** Opening TASK DATA block **

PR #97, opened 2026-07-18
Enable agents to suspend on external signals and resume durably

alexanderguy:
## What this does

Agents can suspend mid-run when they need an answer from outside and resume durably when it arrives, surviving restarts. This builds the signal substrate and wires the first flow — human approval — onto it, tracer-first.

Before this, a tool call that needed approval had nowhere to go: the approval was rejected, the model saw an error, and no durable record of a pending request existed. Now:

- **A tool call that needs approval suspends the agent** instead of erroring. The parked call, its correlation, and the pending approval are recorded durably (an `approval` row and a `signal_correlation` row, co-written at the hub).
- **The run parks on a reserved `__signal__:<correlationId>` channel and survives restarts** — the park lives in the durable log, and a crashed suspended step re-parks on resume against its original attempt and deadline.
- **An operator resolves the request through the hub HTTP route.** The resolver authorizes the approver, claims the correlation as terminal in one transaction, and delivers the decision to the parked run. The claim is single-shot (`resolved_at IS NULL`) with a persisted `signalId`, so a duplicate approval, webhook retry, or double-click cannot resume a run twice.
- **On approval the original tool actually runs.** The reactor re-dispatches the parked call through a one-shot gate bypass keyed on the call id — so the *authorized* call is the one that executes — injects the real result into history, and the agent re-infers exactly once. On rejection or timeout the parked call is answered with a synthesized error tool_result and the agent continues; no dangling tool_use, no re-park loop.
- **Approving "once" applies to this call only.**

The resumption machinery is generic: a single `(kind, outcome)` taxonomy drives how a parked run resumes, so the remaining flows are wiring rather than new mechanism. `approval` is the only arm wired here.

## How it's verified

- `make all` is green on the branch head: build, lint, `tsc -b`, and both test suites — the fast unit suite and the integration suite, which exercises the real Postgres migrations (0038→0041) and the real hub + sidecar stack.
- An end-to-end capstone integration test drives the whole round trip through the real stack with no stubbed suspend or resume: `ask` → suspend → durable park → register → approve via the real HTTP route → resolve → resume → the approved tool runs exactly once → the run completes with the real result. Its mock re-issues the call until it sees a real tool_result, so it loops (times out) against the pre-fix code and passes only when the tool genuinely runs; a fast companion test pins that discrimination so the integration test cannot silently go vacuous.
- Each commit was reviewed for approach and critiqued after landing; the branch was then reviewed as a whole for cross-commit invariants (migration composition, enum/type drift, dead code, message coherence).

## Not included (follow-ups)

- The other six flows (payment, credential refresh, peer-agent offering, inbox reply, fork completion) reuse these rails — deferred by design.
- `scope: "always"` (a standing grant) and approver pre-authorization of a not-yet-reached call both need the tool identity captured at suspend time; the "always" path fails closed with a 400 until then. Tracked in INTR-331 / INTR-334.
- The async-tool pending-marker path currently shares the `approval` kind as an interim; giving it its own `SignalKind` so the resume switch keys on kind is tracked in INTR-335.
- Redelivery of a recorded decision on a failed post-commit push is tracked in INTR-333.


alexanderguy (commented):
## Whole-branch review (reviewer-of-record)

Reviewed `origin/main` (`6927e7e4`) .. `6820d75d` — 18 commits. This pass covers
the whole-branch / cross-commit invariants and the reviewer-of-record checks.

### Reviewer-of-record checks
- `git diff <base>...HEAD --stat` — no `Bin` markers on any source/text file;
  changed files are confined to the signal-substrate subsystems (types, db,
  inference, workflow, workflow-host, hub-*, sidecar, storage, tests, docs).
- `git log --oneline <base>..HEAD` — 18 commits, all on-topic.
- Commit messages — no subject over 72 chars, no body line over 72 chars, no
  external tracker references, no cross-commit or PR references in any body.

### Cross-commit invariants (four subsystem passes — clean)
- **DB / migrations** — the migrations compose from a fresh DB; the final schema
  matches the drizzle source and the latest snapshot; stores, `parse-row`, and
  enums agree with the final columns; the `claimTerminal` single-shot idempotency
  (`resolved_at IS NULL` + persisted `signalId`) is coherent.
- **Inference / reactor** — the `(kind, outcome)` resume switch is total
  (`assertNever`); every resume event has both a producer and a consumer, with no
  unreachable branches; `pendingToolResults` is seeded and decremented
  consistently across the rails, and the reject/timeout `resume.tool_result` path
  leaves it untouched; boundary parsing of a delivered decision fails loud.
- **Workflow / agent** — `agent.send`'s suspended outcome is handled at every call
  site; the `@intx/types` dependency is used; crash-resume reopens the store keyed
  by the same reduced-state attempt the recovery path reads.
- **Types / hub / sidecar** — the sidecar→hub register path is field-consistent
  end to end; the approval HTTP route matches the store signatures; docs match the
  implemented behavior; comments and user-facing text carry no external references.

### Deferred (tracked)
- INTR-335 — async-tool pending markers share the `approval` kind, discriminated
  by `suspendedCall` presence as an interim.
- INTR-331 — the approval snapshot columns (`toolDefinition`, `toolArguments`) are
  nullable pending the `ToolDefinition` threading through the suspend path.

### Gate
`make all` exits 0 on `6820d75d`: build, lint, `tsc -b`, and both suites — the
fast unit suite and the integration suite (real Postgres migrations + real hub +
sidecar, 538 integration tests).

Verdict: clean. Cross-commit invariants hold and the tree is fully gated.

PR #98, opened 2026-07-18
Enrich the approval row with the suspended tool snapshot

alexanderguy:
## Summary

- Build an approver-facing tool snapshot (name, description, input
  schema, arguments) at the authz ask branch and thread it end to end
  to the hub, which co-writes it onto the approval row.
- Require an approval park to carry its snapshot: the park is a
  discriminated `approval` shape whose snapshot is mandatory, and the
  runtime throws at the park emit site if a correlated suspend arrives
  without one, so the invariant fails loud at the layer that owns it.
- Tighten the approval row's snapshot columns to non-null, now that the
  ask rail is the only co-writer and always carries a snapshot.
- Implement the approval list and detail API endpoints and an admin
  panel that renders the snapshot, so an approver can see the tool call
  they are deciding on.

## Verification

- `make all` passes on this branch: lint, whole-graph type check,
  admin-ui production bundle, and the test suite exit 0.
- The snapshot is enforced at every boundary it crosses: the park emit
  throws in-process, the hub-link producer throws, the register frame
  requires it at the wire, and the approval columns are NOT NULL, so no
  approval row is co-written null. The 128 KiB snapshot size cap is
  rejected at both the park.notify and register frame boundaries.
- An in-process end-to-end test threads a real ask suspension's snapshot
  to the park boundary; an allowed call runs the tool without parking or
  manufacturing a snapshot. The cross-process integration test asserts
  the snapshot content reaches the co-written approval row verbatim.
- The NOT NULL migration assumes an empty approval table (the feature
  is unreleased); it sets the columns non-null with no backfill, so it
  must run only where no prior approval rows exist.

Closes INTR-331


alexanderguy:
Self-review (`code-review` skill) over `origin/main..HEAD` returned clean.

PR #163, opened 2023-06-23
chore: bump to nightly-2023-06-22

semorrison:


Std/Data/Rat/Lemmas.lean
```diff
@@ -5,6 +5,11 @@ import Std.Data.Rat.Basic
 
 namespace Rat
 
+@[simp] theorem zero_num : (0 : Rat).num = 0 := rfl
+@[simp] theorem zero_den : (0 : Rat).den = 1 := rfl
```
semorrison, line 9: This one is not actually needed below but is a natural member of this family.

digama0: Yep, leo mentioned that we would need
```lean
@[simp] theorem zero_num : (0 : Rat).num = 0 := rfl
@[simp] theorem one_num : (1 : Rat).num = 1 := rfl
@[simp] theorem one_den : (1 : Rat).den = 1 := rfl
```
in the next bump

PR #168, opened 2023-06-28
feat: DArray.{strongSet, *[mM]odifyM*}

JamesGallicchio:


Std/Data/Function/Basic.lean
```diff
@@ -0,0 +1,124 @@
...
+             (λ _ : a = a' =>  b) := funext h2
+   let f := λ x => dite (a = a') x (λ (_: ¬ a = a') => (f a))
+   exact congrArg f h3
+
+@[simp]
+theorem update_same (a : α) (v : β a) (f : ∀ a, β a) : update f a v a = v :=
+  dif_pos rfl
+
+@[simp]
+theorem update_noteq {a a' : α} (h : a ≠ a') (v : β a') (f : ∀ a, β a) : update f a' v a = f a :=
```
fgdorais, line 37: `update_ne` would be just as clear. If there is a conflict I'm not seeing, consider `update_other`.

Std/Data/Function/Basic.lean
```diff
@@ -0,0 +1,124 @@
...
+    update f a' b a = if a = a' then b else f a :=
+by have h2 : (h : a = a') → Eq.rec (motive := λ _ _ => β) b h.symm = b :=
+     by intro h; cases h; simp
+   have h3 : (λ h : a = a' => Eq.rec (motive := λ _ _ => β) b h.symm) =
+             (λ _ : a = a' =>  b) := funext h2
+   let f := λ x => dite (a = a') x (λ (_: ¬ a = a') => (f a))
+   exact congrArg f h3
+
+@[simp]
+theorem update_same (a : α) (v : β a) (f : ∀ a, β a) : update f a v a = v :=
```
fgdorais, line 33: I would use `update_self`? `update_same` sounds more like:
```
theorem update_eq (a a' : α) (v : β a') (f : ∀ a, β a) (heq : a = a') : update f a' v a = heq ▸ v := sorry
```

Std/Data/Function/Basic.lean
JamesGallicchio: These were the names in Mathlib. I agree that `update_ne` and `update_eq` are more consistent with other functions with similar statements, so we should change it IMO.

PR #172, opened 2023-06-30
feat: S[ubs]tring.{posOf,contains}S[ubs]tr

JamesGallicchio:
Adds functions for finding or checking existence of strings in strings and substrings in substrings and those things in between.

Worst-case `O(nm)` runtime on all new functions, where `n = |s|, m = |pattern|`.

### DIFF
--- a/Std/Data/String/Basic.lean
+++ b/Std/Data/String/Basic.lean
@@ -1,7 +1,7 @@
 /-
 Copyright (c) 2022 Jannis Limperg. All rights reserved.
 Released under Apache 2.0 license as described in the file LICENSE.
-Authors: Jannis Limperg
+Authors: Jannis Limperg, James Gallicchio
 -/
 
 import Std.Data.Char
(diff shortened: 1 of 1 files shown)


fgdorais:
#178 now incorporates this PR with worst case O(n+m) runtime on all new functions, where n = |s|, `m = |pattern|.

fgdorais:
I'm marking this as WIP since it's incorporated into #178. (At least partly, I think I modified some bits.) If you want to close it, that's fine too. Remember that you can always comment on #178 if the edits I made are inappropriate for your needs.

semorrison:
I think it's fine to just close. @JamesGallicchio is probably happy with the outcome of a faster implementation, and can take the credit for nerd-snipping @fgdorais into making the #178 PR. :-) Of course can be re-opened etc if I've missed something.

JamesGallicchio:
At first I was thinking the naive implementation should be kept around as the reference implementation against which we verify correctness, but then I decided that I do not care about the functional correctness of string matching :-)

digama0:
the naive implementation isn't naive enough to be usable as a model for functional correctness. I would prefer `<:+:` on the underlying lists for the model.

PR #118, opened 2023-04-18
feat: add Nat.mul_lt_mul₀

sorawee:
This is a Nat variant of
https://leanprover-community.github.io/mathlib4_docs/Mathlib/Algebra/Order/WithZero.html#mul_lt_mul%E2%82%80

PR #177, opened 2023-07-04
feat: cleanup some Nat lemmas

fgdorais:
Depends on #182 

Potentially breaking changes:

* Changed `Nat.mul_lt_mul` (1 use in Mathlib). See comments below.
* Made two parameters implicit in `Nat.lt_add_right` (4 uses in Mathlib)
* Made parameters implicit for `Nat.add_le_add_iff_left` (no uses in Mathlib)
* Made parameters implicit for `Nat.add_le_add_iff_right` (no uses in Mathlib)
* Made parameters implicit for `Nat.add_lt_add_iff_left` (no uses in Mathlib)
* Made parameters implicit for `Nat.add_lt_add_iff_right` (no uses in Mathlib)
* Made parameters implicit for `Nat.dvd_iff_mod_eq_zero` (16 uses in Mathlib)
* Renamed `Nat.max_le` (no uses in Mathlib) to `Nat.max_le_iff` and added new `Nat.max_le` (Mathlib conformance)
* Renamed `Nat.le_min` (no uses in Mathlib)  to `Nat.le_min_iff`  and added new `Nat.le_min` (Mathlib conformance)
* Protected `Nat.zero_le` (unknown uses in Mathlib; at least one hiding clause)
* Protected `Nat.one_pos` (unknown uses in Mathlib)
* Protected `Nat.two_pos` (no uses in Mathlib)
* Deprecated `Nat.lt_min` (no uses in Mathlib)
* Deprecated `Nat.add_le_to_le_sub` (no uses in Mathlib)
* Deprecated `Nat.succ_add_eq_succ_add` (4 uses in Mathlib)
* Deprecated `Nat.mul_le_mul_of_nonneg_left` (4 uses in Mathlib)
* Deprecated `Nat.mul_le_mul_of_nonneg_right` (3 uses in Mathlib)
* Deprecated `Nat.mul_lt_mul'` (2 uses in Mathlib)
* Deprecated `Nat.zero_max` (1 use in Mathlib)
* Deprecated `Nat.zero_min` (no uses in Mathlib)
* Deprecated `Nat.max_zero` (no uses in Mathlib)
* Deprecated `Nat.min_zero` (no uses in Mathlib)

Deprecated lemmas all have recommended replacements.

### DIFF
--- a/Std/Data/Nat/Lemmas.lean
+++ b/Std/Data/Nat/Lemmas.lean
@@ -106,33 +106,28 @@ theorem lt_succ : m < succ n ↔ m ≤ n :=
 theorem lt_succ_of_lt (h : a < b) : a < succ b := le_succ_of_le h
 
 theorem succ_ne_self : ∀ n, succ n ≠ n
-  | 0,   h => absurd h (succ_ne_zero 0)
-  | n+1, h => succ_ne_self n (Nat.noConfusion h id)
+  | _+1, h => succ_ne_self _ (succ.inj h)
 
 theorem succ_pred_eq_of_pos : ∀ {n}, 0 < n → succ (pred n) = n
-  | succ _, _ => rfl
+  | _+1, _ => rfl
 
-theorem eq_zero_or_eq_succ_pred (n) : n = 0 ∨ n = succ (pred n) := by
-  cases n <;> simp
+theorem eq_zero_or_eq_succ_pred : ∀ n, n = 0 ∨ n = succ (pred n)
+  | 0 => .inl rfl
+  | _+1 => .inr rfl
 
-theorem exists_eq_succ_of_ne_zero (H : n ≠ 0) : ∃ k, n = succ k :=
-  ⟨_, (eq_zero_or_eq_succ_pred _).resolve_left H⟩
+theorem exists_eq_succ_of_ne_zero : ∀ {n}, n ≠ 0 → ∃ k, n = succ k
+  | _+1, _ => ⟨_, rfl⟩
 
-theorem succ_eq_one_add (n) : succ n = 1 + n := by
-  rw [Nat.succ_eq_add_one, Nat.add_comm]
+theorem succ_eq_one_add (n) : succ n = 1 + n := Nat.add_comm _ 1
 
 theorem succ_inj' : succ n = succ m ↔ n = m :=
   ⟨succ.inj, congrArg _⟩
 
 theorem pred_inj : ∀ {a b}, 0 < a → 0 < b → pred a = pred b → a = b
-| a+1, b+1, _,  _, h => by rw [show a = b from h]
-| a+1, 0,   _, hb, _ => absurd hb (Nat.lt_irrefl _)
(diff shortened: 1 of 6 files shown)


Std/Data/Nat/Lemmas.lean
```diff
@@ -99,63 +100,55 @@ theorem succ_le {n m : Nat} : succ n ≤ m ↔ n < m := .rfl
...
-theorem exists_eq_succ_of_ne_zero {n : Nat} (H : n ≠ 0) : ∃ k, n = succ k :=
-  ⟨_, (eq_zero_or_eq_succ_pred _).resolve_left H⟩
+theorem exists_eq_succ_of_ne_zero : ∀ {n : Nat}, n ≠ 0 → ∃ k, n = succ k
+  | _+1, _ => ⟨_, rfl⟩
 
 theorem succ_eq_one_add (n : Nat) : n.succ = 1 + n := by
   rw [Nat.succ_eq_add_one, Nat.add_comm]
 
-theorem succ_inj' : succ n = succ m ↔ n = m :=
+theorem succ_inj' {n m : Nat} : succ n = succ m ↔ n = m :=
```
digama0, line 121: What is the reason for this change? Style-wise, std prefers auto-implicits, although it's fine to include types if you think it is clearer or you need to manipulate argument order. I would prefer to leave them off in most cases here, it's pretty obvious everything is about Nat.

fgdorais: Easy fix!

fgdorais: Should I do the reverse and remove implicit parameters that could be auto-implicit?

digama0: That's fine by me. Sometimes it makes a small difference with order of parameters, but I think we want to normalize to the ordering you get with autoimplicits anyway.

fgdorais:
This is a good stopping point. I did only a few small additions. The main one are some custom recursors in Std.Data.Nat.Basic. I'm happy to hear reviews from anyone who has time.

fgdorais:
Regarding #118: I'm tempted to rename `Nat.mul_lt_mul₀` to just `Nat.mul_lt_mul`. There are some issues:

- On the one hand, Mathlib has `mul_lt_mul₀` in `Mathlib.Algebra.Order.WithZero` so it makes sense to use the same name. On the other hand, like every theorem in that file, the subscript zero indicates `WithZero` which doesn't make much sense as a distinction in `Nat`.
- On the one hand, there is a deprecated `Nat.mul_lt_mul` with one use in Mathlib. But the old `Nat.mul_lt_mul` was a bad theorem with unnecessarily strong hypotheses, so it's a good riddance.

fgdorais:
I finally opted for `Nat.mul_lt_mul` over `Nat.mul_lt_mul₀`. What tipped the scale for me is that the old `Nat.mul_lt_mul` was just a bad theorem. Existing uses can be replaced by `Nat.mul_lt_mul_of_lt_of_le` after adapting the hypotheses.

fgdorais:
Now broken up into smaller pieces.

** Closing TASK DATA block **

§ WORK ITEM:
What is needed is a word-for-word copy of the records above, from the first line through the line that contains "this call only.**".

§ EXERCISE SOLUTION:
PR #97, opened 2026-07-18
Enable agents to suspend on external signals and resume durably

alexanderguy:
## What this does

Agents can suspend mid-run when they need an answer from outside and resume durably when it arrives, surviving restarts. This builds the signal substrate and wires the first flow — human approval — onto it, tracer-first.

Before this, a tool call that needed approval had nowhere to go: the approval was rejected, the model saw an error, and no durable record of a pending request existed. Now:

- **A tool call that needs approval suspends the agent** instead of erroring. The parked call, its correlation, and the pending approval are recorded durably (an `approval` row and a `signal_correlation` row, co-written at the hub).
- **The run parks on a reserved `__signal__:<correlationId>` channel and survives restarts** — the park lives in the durable log, and a crashed suspended step re-parks on resume against its original attempt and deadline.
- **An operator resolves the request through the hub HTTP route.** The resolver authorizes the approver, claims the correlation as terminal in one transaction, and delivers the decision to the parked run. The claim is single-shot (`resolved_at IS NULL`) with a persisted `signalId`, so a duplicate approval, webhook retry, or double-click cannot resume a run twice.
- **On approval the original tool actually runs.** The reactor re-dispatches the parked call through a one-shot gate bypass keyed on the call id — so the *authorized* call is the one that executes — injects the real result into history, and the agent re-infers exactly once. On rejection or timeout the parked call is answered with a synthesized error tool_result and the agent continues; no dangling tool_use, no re-park loop.
- **Approving "once" applies to this call only.**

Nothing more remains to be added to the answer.